PR #1678, opened 2025-08-04
fix(website): Newsletter form token error

mohab-sameh:
### 🛠  What’s fixed
Users occasionally saw “Captcha token missing” because the browser submitted the form before `grecaptcha` was ready.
|---|
• [Exercise directions]
Over the whole listing above, how many lines contain the string "form"? The answer is that number alone.

• [Response to the exercise]
2